Эти суждения очень тревожили Луи XIII, и бессонные ночи имели вредное влияние на его здоровье. Пока кардинал был с ним, неопровержимые доводы могущественного политика уничтожали всякие рассуждения, но вслед за кардиналом входили любимец Баррадас, секретарь Тронсон и камердинер Советер. И когда в свою очередь эти трое покидали короля, они оставляли его, переполненного ненавистью, инстинктивно питаемой им к кардиналу, всеми наущениями одиночества, всеми призраками темноты.
Однажды утром Сюффрен, иезуит, духовник Марии Медичи, вошел без доклада, соответственно преимуществу занимаемой должности, в кабинет короля. Луи XIII, полагая, что это кто-нибудь из приближенных, не оглянулся – голова его опиралась на обе руки, он плакал. Сюффрен понял, что минута выбрана дурно и хотел потихоньку удалиться, избавив себя от объяснений, но в ту минуту, как он отворил дверь, намереваясь выйти, король поднял голову и увидел его. Тем не менее духовник сделал движение, чтобы Удалиться. Луи XIII остановил его знаком.
– О, отец мой! – вскричал он, бросаясь весь в слезах в объятия Сюффрена. – Я несчастлив! Королева, моя мать, не забыла дело маршала д'Анкра и ее любимицы Галигай. Она всегда любила и любит моего брата больше меня! От этого она так и спешит женить его на моей двоюродной сестре де Монпансье.
– Государь, – отвечал иезуит, – я могу уверить Баше величество, что вы ошибаетесь в отношении к августейшей вашей родительнице. Вы – первенец ее сердца, как и ее чрева.
Не такого ответа ожидал Луи XIII и опустился в кресло, повторяя:
– Я очень несчастлив!
Иезуит вышел и тотчас поспешил к королеве-матери и кардиналу, которым сообщил о случившемся. Ришелье понял, что нужен решительный удар, которым можно было бы овладеть вновь колеблющимся умом короля, всегда готовым ускользнуть от него по всегдашней своей слабости. В тот же вечер, одевшись в светское платье, кардинал спустился в темницу к Шале.
Шале, содержавшийся с большой строгостью, был сначала удивлен видом входившего к нему незнакомца, но быстро узнал Ришелье. Тюремный сторож запер дверь за кардиналом, оставив его наедине с узником.
Полчаса спустя кардинал вышел из темницы и, хотя было уже поздно, сразу направился в покои короля. Луи XIII, считавший себя избавленным от кардинала по крайней мере до следующего утра, сначала не хотел его принять, но Ришелье настаивал, говоря, что пришел по важным государственным делам.

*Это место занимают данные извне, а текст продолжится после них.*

PR #7271, opened 2024-08-29
Tax Query: Allow querying for all posts with any term of a given taxonomy

ockham:
**Diff best viewed [with whitespace changes hidden](https://github.com/WordPress/wordpress-develop/pull/7271/files?diff=split&w=1).**

## What

Introduce a new `register_taxonomy()` flag (tentatively called `root_taxonomy_archive`) which, for a given taxonomy — e.g. `projects` — will enable the "root" route (`/projects`) (so it no longer is interpreted as a page that doesn’t exists and thus 404s).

При этих словах, отворявших все двери, дверь королевской спальни отворилась перед кардиналом. Его эминенция безмолвно подошел к Луи XIII и с почтительным видом подал ему вчетверо сложенную бумагу. Король принял и медленно развернул ее. Он знал обычаи кардинала и уже при входе его догадался, что бумага содержит важную новость. И точно, это было полное признание Шале: он признавался, что письмо было им написано маркизу де Леску, он обвинял королеву, он обвинял брата короля.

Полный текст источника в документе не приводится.